═════ Data records

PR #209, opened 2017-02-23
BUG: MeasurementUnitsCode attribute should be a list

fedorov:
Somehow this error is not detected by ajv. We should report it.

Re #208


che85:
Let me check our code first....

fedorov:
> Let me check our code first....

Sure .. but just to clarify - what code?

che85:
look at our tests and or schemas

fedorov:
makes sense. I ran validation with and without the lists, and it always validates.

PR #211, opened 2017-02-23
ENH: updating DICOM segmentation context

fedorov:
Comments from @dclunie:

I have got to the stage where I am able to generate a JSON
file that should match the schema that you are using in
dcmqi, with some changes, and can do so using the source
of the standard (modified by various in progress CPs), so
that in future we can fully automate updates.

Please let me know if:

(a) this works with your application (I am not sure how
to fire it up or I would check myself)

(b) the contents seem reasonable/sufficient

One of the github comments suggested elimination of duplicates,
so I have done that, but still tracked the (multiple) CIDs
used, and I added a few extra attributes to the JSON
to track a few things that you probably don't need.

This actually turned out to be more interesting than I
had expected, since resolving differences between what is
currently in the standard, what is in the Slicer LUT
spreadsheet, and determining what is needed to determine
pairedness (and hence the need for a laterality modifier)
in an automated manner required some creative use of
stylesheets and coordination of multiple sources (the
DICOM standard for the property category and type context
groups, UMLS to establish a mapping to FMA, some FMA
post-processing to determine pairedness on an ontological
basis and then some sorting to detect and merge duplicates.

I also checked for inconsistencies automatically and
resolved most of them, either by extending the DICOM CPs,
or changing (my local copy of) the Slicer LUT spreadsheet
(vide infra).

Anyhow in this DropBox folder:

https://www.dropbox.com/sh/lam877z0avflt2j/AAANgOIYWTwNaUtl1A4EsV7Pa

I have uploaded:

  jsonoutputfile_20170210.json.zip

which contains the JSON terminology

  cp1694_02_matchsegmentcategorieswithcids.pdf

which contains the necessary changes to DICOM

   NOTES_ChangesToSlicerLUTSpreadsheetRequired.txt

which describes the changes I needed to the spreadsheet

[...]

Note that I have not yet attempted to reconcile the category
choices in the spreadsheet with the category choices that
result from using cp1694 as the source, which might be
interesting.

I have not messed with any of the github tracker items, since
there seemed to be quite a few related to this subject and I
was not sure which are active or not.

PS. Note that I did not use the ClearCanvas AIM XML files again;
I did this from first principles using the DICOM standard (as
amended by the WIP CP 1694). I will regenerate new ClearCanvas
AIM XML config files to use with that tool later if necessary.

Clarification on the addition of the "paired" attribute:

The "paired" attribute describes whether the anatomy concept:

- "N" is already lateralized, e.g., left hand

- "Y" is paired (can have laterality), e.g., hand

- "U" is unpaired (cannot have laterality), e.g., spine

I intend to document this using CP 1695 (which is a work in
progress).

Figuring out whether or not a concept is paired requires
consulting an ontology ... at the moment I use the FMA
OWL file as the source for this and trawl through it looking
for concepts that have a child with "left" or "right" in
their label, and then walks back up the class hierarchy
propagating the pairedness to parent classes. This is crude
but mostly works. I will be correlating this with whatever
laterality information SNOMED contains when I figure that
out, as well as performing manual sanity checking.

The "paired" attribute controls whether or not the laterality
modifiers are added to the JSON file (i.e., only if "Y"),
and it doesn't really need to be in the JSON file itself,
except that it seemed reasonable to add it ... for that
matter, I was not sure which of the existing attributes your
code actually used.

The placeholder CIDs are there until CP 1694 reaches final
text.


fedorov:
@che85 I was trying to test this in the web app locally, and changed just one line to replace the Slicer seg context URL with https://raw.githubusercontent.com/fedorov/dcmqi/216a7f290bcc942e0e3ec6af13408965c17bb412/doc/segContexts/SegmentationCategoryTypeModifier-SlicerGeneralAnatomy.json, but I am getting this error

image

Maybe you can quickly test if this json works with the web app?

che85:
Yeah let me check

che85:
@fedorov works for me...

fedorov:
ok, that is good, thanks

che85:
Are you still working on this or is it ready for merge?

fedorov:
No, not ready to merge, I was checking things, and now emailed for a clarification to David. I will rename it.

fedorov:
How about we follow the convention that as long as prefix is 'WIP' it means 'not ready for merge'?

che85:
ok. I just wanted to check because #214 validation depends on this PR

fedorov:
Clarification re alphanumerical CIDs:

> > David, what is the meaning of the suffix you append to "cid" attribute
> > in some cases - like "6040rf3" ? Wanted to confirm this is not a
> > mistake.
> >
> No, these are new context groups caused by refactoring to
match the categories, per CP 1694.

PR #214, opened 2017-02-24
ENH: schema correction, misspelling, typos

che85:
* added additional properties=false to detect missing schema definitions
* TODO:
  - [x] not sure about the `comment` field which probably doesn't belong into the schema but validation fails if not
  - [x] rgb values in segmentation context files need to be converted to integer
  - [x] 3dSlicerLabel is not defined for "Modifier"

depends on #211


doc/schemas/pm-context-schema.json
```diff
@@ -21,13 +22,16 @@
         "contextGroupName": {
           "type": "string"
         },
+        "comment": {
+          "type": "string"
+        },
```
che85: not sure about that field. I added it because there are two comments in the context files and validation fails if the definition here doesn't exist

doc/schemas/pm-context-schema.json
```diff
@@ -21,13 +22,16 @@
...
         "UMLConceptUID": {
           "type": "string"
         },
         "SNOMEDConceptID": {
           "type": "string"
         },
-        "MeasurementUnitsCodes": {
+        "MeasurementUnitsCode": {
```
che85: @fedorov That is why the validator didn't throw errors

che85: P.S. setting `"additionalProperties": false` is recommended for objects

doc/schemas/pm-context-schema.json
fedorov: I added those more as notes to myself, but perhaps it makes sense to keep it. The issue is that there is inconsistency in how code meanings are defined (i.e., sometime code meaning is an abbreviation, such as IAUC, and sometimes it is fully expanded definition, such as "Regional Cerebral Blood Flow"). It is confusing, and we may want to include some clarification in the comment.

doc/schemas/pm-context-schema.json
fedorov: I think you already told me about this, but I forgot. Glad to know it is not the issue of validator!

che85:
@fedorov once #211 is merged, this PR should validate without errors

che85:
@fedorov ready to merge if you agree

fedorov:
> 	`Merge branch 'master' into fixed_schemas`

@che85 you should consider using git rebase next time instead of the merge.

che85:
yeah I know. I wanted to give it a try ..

══════════

> **Task goal**
Once you have read the records above, write them all out exactly.

> **Answer for the task**
PR #209, opened 2017-02-23
BUG: MeasurementUnitsCode attribute should be a list

fedorov:
Somehow this error is not detected by ajv. We should report it.

Re #208


che85:
Let me check our code first....

fedorov:
> Let me check our code first....

Sure .. but just to clarify - what code?

che85:
look at our tests and or schemas

fedorov:
makes sense. I ran validation with and without the lists, and it always validates.

PR #211, opened 2017-02-23
ENH: updating DICOM segmentation context

fedorov:
Comments from @dclunie:

I have got to the stage where I am able to generate a JSON
file that should match the schema that you are using in
dcmqi, with some changes, and can do so using the source
of the standard (modified by various in progress CPs), so
that in future we can fully automate updates.

Please let me know if:

(a) this works with your application (I am not sure how
to fire it up or I would check myself)

(b) the contents seem reasonable/sufficient

One of the github comments suggested elimination of duplicates,
so I have done that, but still tracked the (multiple) CIDs
used, and I added a few extra attributes to the JSON
to track a few things that you probably don't need.

This actually turned out to be more interesting than I
had expected, since resolving differences between what is
currently in the standard, what is in the Slicer LUT
spreadsheet, and determining what is needed to determine
pairedness (and hence the need for a laterality modifier)
in an automated manner required some creative use of
stylesheets and coordination of multiple sources (the
DICOM standard for the property category and type context
groups, UMLS to establish a mapping to FMA, some FMA
post-processing to determine pairedness on an ontological
basis and then some sorting to detect and merge duplicates.

I also checked for inconsistencies automatically and
resolved most of them, either by extending the DICOM CPs,
or changing (my local copy of) the Slicer LUT spreadsheet
(vide infra).

Anyhow in this DropBox folder:

https://www.dropbox.com/sh/lam877z0avflt2j/AAANgOIYWTwNaUtl1A4EsV7Pa

I have uploaded:

  jsonoutputfile_20170210.json.zip

which contains the JSON terminology

  cp1694_02_matchsegmentcategorieswithcids.pdf

which contains the necessary changes to DICOM

   NOTES_ChangesToSlicerLUTSpreadsheetRequired.txt

which describes the changes I needed to the spreadsheet

[...]

Note that I have not yet attempted to reconcile the category
choices in the spreadsheet with the category choices that
result from using cp1694 as the source, which might be
interesting.

I have not messed with any of the github tracker items, since
there seemed to be quite a few related to this subject and I
was not sure which are active or not.

PS. Note that I did not use the ClearCanvas AIM XML files again;
I did this from first principles using the DICOM standard (as
amended by the WIP CP 1694). I will regenerate new ClearCanvas
AIM XML config files to use with that tool later if necessary.

Clarification on the addition of the "paired" attribute:

The "paired" attribute describes whether the anatomy concept:

- "N" is already lateralized, e.g., left hand

- "Y" is paired (can have laterality), e.g., hand

- "U" is unpaired (cannot have laterality), e.g., spine

I intend to document this using CP 1695 (which is a work in
progress).

Figuring out whether or not a concept is paired requires
consulting an ontology ... at the moment I use the FMA
OWL file as the source for this and trawl through it looking
for concepts that have a child with "left" or "right" in
their label, and then walks back up the class hierarchy
propagating the pairedness to parent classes. This is crude
but mostly works. I will be correlating this with whatever
laterality information SNOMED contains when I figure that
out, as well as performing manual sanity checking.

The "paired" attribute controls whether or not the laterality
modifiers are added to the JSON file (i.e., only if "Y"),
and it doesn't really need to be in the JSON file itself,
except that it seemed reasonable to add it ... for that
matter, I was not sure which of the existing attributes your
code actually used.

The placeholder CIDs are there until CP 1694 reaches final
text.


fedorov:
@che85 I was trying to test this in the web app locally, and changed just one line to replace the Slicer seg context URL with https://raw.githubusercontent.com/fedorov/dcmqi/216a7f290bcc942e0e3ec6af13408965c17bb412/doc/segContexts/SegmentationCategoryTypeModifier-SlicerGeneralAnatomy.json, but I am getting this error

image

Maybe you can quickly test if this json works with the web app?

che85:
Yeah let me check

che85:
@fedorov works for me...

fedorov:
ok, that is good, thanks

che85:
Are you still working on this or is it ready for merge?

fedorov:
No, not ready to merge, I was checking things, and now emailed for a clarification to David. I will rename it.

fedorov:
How about we follow the convention that as long as prefix is 'WIP' it means 'not ready for merge'?

che85:
ok. I just wanted to check because #214 validation depends on this PR

fedorov:
Clarification re alphanumerical CIDs:

> > David, what is the meaning of the suffix you append to "cid" attribute
> > in some cases - like "6040rf3" ? Wanted to confirm this is not a
> > mistake.
> >
> No, these are new context groups caused by refactoring to
match the categories, per CP 1694.

PR #214, opened 2017-02-24
ENH: schema correction, misspelling, typos

che85:
* added additional properties=false to detect missing schema definitions
* TODO:
  - [x] not sure about the `comment` field which probably doesn't belong into the schema but validation fails if not
  - [x] rgb values in segmentation context files need to be converted to integer
  - [x] 3dSlicerLabel is not defined for "Modifier"

depends on #211


doc/schemas/pm-context-schema.json
```diff
@@ -21,13 +22,16 @@
         "contextGroupName": {
           "type": "string"
         },
+        "comment": {
+          "type": "string"
+        },
```
che85: not sure about that field. I added it because there are two comments in the context files and validation fails if the definition here doesn't exist

doc/schemas/pm-context-schema.json
```diff
@@ -21,13 +22,16 @@
...
         "UMLConceptUID": {
           "type": "string"
         },
         "SNOMEDConceptID": {
           "type": "string"
         },
-        "MeasurementUnitsCodes": {
+        "MeasurementUnitsCode": {
```
che85: @fedorov That is why the validator didn't throw errors

che85: P.S. setting `"additionalProperties": false` is recommended for objects

doc/schemas/pm-context-schema.json
fedorov: I added those more as notes to myself, but perhaps it makes sense to keep it. The issue is that there is inconsistency in how code meanings are defined (i.e., sometime code meaning is an abbreviation, such as IAUC, and sometimes it is fully expanded definition, such as "Regional Cerebral Blood Flow"). It is confusing, and we may want to include some clarification in the comment.

doc/schemas/pm-context-schema.json
fedorov: I think you already told me about this, but I forgot. Glad to know it is not the issue of validator!

che85:
@fedorov once #211 is merged, this PR should validate without errors

che85:
@fedorov ready to merge if you agree

fedorov:
> 	`Merge branch 'master' into fixed_schemas`

@che85 you should consider using git rebase next time instead of the merge.

che85:
yeah I know. I wanted to give it a try ..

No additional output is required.